Speaking Truth to Power: Reflections on My Career at Microsoft
Former Microsoft engineer James Whittaker talks about how CEO Satya Nadella can fix the deeply flawed company
The only easy answer to the question “what was it like working at Microsoft?” is “Which one?” My on-again, off-again Microsoft career spanned three different versions of the company, each deeply inspirational and tragically flawed in its own unique way. As it once again struggles to reinvent itself, the Microsoft of the future is being weighed down by the ghosts of its past.
The Microsoft of the ’90s, with Bill Gates calling the shots, was a technology-forward company, fast-paced, ambitious, and unapologetically capitalistic. It was a beast, number one in nearly every genre that mattered, dreaded by its partners, feared by its competitors, and alternately loved and hated by its users. Raw ambition and single-minded drive for dominance pervaded the company, from senior leaders on down to individual contributors. Working for Microsoft during the ’90s was an intellectual rush, wrapped in the opulence of runaway personal wealth. Microsoft was the shit and they knew it.

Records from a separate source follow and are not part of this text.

PR #898, opened 2025-08-29
Union graph (magic IRI)

justin2004:
in apache jena you can run queries like:
```sparql
PREFIX cco: <http://www.ontologyrepository.com/CommonCoreOntologies/>
PREFIX rdf: <http://www.w3.org/1999/02/22-rdf-syntax-ns#>
PREFIX rdfs: <http://www.w3.org/2000/01/rdf-schema#>
SELECT * WHERE {
  graph <urn:x-arq:UnionGraph> {
  ?s a cco:InformationBearingEntity .
  ?s cco:designated_by/cco:has_text_value ?name .
} 
}
LIMIT 101
```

The Microsoft of the 2000s, under Steve Ballmer, was almost exactly the opposite. Bruised and battered by the consent decree handed down by the Department of Justice for the very same ambition that brought it to dominance, Ballmer’s Microsoft was sales-forward and cautious. It was either gazing at its own Windows-shaped navel or nervously clutching its pearls at the approach of Google in its rearview mirror. This inattention to anything resembling the imaginative or innovative caused it to hemorrhage talent, flatline its stock, bore its customers, and miss (or at least be very late to) the next three technology megatrends — web, cloud, and mobile — on the trot. It was an era of hand-wringing and coming to grips with a profitable but uninspired slide into irrelevance.
The good aspects of working for Microsoft are very good, making repping the brand pretty easy.